═════ DATA TO PROCESS ═════
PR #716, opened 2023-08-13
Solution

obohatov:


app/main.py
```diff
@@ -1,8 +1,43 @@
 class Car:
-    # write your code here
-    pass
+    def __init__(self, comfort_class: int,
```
═════
═════ DATA TO PROCESS ═════
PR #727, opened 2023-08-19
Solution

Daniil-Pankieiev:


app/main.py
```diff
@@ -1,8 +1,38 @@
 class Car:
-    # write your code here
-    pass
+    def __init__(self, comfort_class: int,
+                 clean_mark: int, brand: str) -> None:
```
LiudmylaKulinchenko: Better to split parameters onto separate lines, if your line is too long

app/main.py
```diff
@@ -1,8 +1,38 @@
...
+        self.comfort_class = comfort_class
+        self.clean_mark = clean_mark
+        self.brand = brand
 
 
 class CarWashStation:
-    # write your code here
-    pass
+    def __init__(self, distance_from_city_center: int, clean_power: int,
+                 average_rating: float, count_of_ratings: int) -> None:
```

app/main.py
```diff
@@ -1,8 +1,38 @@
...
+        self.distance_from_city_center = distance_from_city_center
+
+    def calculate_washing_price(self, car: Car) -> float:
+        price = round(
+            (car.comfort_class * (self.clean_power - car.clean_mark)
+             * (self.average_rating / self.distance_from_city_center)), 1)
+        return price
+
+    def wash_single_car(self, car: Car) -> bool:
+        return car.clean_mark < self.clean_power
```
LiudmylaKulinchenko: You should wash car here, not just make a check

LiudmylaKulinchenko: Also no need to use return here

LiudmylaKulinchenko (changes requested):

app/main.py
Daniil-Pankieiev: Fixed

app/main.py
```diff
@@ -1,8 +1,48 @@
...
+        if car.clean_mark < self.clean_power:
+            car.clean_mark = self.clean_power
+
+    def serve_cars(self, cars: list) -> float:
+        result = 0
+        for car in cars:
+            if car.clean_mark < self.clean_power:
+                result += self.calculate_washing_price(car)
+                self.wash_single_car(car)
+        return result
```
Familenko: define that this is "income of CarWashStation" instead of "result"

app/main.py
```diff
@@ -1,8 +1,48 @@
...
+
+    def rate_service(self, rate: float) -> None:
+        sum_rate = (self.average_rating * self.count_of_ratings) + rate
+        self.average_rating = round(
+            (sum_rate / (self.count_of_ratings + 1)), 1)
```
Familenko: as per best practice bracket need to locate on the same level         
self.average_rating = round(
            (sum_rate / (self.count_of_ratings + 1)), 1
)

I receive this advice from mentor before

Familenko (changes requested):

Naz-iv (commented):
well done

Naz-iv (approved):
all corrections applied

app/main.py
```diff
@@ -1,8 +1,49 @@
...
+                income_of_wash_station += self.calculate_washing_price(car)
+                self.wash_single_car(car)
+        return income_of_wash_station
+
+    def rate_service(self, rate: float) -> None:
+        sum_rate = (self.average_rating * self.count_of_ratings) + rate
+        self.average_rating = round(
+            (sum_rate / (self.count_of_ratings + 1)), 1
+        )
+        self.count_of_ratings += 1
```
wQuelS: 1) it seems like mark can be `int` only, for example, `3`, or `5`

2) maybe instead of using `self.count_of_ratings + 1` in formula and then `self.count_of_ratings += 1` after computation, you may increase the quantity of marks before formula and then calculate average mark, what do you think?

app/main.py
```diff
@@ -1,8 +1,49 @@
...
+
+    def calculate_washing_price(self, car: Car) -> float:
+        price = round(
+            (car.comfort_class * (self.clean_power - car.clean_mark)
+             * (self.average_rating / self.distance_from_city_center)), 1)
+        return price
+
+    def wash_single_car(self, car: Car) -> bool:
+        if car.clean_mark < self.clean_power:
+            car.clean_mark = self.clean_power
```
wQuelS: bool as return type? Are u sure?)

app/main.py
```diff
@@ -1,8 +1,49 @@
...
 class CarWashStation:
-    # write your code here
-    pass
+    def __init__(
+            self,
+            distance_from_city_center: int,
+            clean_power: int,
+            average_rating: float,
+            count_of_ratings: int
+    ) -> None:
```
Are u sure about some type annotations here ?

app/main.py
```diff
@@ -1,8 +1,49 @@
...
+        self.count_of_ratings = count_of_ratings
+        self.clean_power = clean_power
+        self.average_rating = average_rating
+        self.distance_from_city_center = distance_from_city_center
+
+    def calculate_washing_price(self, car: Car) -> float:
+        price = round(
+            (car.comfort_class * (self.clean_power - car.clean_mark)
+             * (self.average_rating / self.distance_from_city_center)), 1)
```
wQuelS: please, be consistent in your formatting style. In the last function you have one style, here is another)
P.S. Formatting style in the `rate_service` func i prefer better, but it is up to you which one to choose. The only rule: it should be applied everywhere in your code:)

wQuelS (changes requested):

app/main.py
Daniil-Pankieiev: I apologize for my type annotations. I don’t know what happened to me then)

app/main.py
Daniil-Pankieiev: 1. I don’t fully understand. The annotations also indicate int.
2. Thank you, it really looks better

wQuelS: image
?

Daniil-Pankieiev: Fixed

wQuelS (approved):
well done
═════
═════ DATA TO PROCESS ═════
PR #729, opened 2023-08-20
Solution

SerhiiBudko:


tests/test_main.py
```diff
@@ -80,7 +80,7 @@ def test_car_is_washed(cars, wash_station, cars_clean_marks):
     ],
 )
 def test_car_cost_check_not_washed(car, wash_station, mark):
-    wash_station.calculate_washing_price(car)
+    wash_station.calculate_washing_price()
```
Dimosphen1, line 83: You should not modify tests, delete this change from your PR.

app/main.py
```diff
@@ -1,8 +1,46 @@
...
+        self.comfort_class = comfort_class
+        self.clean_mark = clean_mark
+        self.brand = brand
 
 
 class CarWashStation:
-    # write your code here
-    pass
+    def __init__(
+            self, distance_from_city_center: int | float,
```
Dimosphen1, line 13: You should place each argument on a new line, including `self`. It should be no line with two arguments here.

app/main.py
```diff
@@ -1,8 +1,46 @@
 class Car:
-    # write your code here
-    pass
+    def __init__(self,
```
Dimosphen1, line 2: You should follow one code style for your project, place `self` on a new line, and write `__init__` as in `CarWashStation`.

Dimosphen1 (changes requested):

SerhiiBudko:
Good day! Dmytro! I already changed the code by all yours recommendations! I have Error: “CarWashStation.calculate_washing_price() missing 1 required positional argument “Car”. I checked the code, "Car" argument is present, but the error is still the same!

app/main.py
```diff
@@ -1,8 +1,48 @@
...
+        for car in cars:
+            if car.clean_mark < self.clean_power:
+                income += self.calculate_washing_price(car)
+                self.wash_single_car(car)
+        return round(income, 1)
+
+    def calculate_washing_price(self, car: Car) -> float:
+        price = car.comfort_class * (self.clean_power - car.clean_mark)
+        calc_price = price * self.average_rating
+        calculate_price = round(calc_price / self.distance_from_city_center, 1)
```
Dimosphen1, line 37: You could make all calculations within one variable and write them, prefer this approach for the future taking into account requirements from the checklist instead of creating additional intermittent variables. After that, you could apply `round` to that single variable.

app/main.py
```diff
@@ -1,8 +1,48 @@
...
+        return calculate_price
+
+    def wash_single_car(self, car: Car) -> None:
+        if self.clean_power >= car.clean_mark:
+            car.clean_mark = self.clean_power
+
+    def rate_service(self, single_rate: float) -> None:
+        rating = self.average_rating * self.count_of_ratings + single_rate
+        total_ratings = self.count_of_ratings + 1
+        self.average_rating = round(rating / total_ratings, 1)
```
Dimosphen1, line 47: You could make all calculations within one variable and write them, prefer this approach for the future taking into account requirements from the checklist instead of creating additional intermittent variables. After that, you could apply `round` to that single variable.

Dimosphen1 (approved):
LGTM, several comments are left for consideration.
═════
### WORK REQUIRED
Using the entries above, determine how many lines include the string "argument" and write only that number.

### WRITTEN ANSWER
2